Crédito: Expresso AM

O setor público consolidado, formado pela União, os estados e municípios, encerrou 2018 com saldo negativo nas contas públicas, de acordo com dados divulgados hoje (31) pelo Banco Central (BC). O déficit primário, receitas menos despesas, sem considerar os gastos com juros, ficou em R$ 108,258 bilhões, o que corresponde a 1,57% de tudo o que o país produz – Produto Interno Bruto (PIB).

Esse foi o quinto ano seguido de resultado negativo das contas públicas: R$ 32,536 bilhões, em 2014; R$ 111,249 bilhões, em 2015; R$ 155,791 bilhões, em 2016, e R$ 110,583 bilhões, em 2017.

O resultado de 2018 ficou abaixo da meta para o setor público consolidado, que era de um déficit de R$ 161,3 bilhões.

No ano passado, o Governo Central (Previdência, Banco Central e Tesouro Nacional) registrou déficit de R$ 116,167 bilhões.
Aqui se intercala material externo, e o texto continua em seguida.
PR #34, opened 2022-01-27
First stab at the process validation pallet

mattdean-digicatapult:
This PR lays the foundations for the process validation storage and evaluation pallet. There's no real functionality yet but what I have done is:

* created a new pallet `pallet-process-validation` which will store and manage the creation/disabling of process restrictions
* loosely coupled the new pallet to `pallet-simple-nft` via a shared trait and a struct that can describe a process input or output `ProcessIO`
* boiler plate for tests, benchmarking, weights

~I don't believe that this change will change any of the types used by the API~ Types still need updating

### DIFF
--- a/runtime/src/lib.rs
+++ b/runtime/src/lib.rs
@@ -329,8 +329,20 @@ impl pallet_simple_nft::Config for Runtime {
     type RoleKey = Role;
     type TokenMetadataKey = [u8; 32];
     type TokenMetadataValue = MetadataValue<Self::TokenId>;
+    type ProcessValidator = ProcessValidation;
     type WeightInfo = pallet_simple_nft::weights::SubstrateWeight<Runtime>;
     type MaxMetadataCount = MaxMetadataCount;
+}
+
+impl pallet_process_validation::Config for Runtime {
+    type Event = Event;
+    type ProcessIdentifier = [u8; 32];
+    type CreateProcessOrigin = EnsureRoot<AccountId>;
+    type DisableProcessOrigin = EnsureRoot<AccountId>;
+    type WeightInfo = pallet_process_validation::weights::SubstrateWeight<Runtime>;
+    type RoleKey = Role;
+    type TokenMetadataKey = [u8; 32];
+    type TokenMetadataValue = MetadataValue<u128>;
 }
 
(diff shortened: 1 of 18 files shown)


nitro-marky (approved):
Looks like a great starting point (from my current Substrate knowledge!!).

danielcooperxyz (commented):
Looks like a lot of boilerplate to get an additional pallet in place.

It's good to see how the process validation is hooked up in the runtime.

It's a shame the weight info is duplicated like that, is it a substrate convention to name it that way or could we name them uniquely? i.e. `SimplePalletNFTWeightInfo`, `ProcessValidationWeightInfo`

jonmattgray:
Perhaps not worth it in this PR but it would be nice if the structure of `simple-nft` pallet matched the other pallets i.e. moving `tests.rs` into a folder (and splitting them up a bit?) and renaming `mock.rs` -> `tests.rs`

runtime/src/lib.rs
```diff
@@ -329,10 +327,22 @@ impl pallet_simple_nft::Config for Runtime {
...
 }
 
+impl pallet_process_validation::Config for Runtime {
+    type Event = Event;
+    type ProcessIdentifier = [u8; 32];
+    type CreateProcessOrigin = EnsureRoot<AccountId>;
+    type DisableProcessOrigin = EnsureRoot<AccountId>;
+    type WeightInfo = pallet_process_validation::weights::SubstrateWeight<Runtime>;
+    type RoleKey = Role;
+    type TokenMetadataKey = [u8; 32];
```
jonmattgray, line 342: could use a common type to match with `pallet_simple_nft`

`TokenMetadataValue` too

mattdean-digicatapult:
@danielcooperxyz 

> It's a shame the weight info is duplicated like that, is it a substrate convention to name it that way or could we name them uniquely? i.e. `SimplePalletNFTWeightInfo`, `ProcessValidationWeightInfo`

The point I guess is the weight info types are completely separate so the type checker will always catch any discrepency that might come up by accident. I've never seen a `WeightInfo` called anything other than a `WeightInfo` hence I just followed that pattern. You could call that a convension...

jonmattgray (approved):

Os governos estaduais apresentaram superávit de R$ 4,734 bilhões, e os municipais, saldo negativo de R$ 1,242 bilhão. As empresas estatais federais, estaduais e municipais, excluídas as dos grupos Petrobras e Eletrobras, registraram superávit primário de R$ 4, 417 bilhões.

Gastos com juros

Os gastos com juros ficaram em R$ 379,184 bilhões no ano passado, contra R$ 400,826 bilhões em 2017. Esse resultado correspondeu a 5,52% do Produto Interno Bruto (PIB), soma de todos os bens e serviços produzidos no país.

O déficit nominal, formado pelo resultado primário e os gastos com juros, atingiu R$ 487,442 bilhões, o que corresponde a 7,09% do PIB.

Dívida pública

A dívida líquida do setor público (balanço entre o total de créditos e débitos dos governos federal, estaduais e municipais) chegou a R$ 3,695 trilhões em dezembro de 2018, o que correspondeu a 53,8% do PIB, expansão de 0,4 ponto percentual em relação a novembro.

Em dezembro, a dívida bruta – que contabiliza apenas os passivos dos governos federal, estaduais e municipais – chegou a R$ 5,272 trilhões ou 76,7% do PIB, com redução de 0,6 ponto percentual na comparação com novembro.